With all respect to Tony, he isn't the go-to guy for brushless motors (or else he was having an off day that day). Brushless motors would do fine with track power; just set the power supply to max and leave it there. Of course, you'd need radio control and a special control board to set speed and direction, but that wasn't the question. 

That special board has a microprocessor controller to convert DC (from either track or battery) into the three phases necessary to run the motor. In addition, some designs need position sensors to sense rotor position, but the hot ticket these days is "sensorless" control, which measures the "back emf" of the phases to determine when to switch the phase drive. 

The reason brushless motors will never make it in model trains is that they cost more (because of the controller board, not the number of wires) and we don't put enough miles on our trains to wear out brushes. Model planes need them because brush motors won't handle the current.


----------



## Totalwrecker (Feb 26, 2009)

Go to G Scale Graphics.com There is a department for R/C controllers, Del advertises here and has already invented your wheel. Plus it's all Made in the USA. 

Happy Rails 

John


----------



## Del Tapparo (Jan 4, 2008)

Posted By Totalwrecker on 09 Feb 2013 08:36 AM 
Go to G Scale Graphics.com There is a department for R/C controllers, Del advertises here and has already invented your wheel. Plus it's all Made in the USA. 

Happy Rails 

John 
Thanks for the plug John, but two corrections: I don't advertise here, but I have been a paid 1st class member for many years now. And the website is GScaleGraphics.net.

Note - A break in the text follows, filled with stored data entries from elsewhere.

PR #1033, opened 2019-01-31
Rename bin/pharos-cluster to bin/pharos

kke:
Also updates the included examples/documentation to refer to `pharos` instead of `pharos-cluster`.


jakolehm:
Probably not needed anymore.

PR #1044, opened 2019-02-04
Localhost access without SSH

kke:
A host with local address can now be accessed without ssh in all commands.

- The whole `Pharos::SSH` tree was refactored into `Pharos::Transport`.
- Added `pharos exec` alias for `pharos ssh`

72 files changed..


kke:
I successfully ran `pharos up` on a linux host with one of the hosts being `address: 127.0.0.1` using this.

jakolehm:
@kke travis says no (it runs against localhost).

kke:
image

Hmm yes I suppose it should use sudo for file operations. But I think that's actually easy, it can probably use the same RemoteFile thing but with local-exec transport.

kke:
Travis says yes now.

lib/pharos/configuration/host.rb
```diff
@@ -228,6 +223,8 @@ def configure_bastion(bastion)
 
         attributes[:bastion] = bastion
       end
+
+      def_delegators :transport, :tempfile, :exec, :exec!, :exec?, :exec_script!, :interactive_session, :file, :connected?, :disconnect
```
jakolehm: Maybe move this to top?

addons/openebs/addon.rb
```diff
@@ -43,7 +43,7 @@
 
   reset_host { |host|
     data_dir = config.default_storage_pool[:path].strip
-    host.ssh.exec("sudo rm -rf #{data_dir}/*") unless data_dir.empty?
+    host.exec("sudo rm -rf #{data_dir}/*") unless data_dir.empty?
```
kke: These could actually be `transport.exec` and the host wouldn't need the delegator.

lib/pharos/autoload.rb
```diff
@@ -11,6 +11,8 @@
 autoload :K8s, 'k8s-client'
 autoload :Excon, 'excon'
 autoload :K8s, 'k8s-client'
+autoload :Open3, 'open3'
```
jakolehm: Just a note that this autoload thing is starting to look a bit monster-ish... we probably should look how to make autoloading better.

lib/pharos/configuration/host.rb
```diff
@@ -78,25 +80,17 @@ def short_hostname
...
+        IPAddr.new(address).loopback?
+      end
 
-        opts = {}
-        opts[:keys] = [ssh_key_path] if ssh_key_path
-        opts[:send_env] = [] # override default to not send LC_* envs
-        opts[:proxy] = Net::SSH::Proxy::Command.new(ssh_proxy_command) if ssh_proxy_command
-        opts[:bastion] = bastion if bastion
-        @ssh = Pharos::SSH::Client.new(address, user, opts.merge(options)).tap(&:connect)
+      def transport(**options)
```
jakolehm: Yardocs would be nice.

lib/pharos/phases/authenticate_ssh.rb
```diff
@@ -6,7 +6,9 @@ class AuthenticateSSH < Pharos::Phase
       title "Authenticate SSH connection"
 
       def call
-        host.ssh(non_interactive: false)
+        return if host.local?
```
jakolehm: Is this necessary? Authentication is skipped if local.

lib/pharos/phases/configure_client.rb
```diff
@@ -18,19 +18,19 @@ def call
         return if @optional && !kubeconfig?
 
         cluster_context['kubeconfig'] = kubeconfig
-        cluster_context['master-ssh'] = ssh
+        cluster_context['master-ssh'] = host.transport
```
jakolehm:
```suggestion
        cluster_context['master-transport'] = host.transport
```

kke: I dropped the whole thing and replaced with `master_host.transport` where it was used.

kke:
Still need to tweak kubeconfig / ssh subcommands to perform the ssh connection + authentication properly

kke:
Should be PTAL'able again.

I ditched the two-phase ssh auth and made `ssh.connect` do the retry with `non_interactive: false` on its own.

Also added a `pharos kubeconfig` step to drone e2e.

PR #1045, opened 2019-02-04
Add dev gems to Gemfile, drop Gemfile.lock from VCS

kke:
On Ruby 2.6 `bundle exec irb` fails unless you have irb in the bundle.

Now, back to inventing next years "wheel" ...


----------



## Totalwrecker (Feb 26, 2009)

Well there you go! The older I get, the less I know.


----------



## TonyWalsham (Jan 2, 2008)

Now that brushless motors dominate the R/C hobby scene (planes, cars and boats) ESC's for brushed motors are very thin on the ground. There are one or two that are actually quite inexpensive, but they are only speed controllers that do not have direction control. 
There are a couple available from the robotics hobby but they tend to be expensive and the speed control is more ON - OFF than a smooth linear action. 

Both Del and myself make ESC's for the brushed motors we use for our trains. These have smooth speed control, directional constant brightness lighting, and sound triggers for sound systems. Mine also have outlets for servos that can provide mechanical actions such as uncoupling. I also have a Plug'n'Play ESC for Bachmann and AristoCraft locos that have the standard Large Scale sockets.


----------



## Greg Elmassian (Jan 3, 2008)

If you are going after realism, I would guess that you would want realistic sound also. Most of the upper end sound systems change the locomotive sounds in direct "step" with the actual load on the locomotive, not to mention the ability to time the chuffs perfectly to the speed of the drivers. 

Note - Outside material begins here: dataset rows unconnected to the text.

PR #1048, opened 2019-02-04
Convert addon { .. } blocks to do .. end

kke:
Purely for cosmetic reasons

### DIFF
--- a/addons/cert-manager/addon.rb
+++ b/addons/cert-manager/addon.rb
@@ -4,31 +4,31 @@ Pharos.addon 'cert-manager' do
   version '0.5.2'
   license 'Apache License 2.0'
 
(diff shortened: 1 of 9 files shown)


jakolehm:
Needs also update to docs.

kke:
You can still use `{ ... }`

jakolehm:
> You can still use `{ ... }`

I know but if `do .. end` is the best practice we should update the docs.

kke:
Currently there are mixed `{}` and `do end`, even in the same schemas. Need to pick one :)

jakolehm:
> Currently there are mixed `{}` and `do end`, even in the same schemas. Need to pick one :)

I thought this PR already picked one? Or did I misunderstood something?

This takes BEMF sensing from the system, and I believe that this is only in systems driving motors with brushes. 

Something to consider.


----------



## TonyWalsham (Jan 2, 2008)

You don't have to have a sound system that reads back EMF to get the chuff timing correct. 
Most sound systems have inputs for mechanical/optical timing even if they don't use BEMF.


----------



## Greg Elmassian (Jan 3, 2008)

Yep, that's why I mentioned that feature second, and the sounds driven by actual load first. That said, adding magnets is often a lot of trouble, many people give up and put it on the tender where there is normally no chance of getting it exact... 

But just info on why brushless motors might not be a great idea, something the OP might not have considered. 

Greg


----------



## TonyWalsham (Jan 2, 2008)

Greg, 
I can remember a few years ago a certain well known individual expostulating that the electric motors as we know them in Large Scale locos were dead and would soon be buried. The way of the future was to be with brushless motors. 
I haven't seen any evidence of that ever happening with Large Scale trains. So I agree with you. In our field, brushed motors offer a more user friendly environment, especially for sound systems. 

What I have also noticed lately is, that there are very few ESC's being made for brushed motors that can handle the voltages Large Scale motors use. Those that do are very expensive. There are some low cost motor controllers that are limited to the normal car, boat and plane operating voltages. Usually an absolute max of 12 volts.


----------



## Martan (Feb 4, 2012)

How about these? 
http://www.pololu.com/catalog/category/94 
Control them with ttl serial, USB, R/C. 
Up to 34v, 23A 
Small footprint too. Company is in Las Vegas. 
Not specific to trains and I've not used them, but they look pretty cool. 
What do you think?


----------



## TonyWalsham (Jan 2, 2008)

Yes the Pololu ESC's will probably work quite well for Large Scale train usage. 
However they do not usually have directional lighting outputs or sound triggers built in.


----------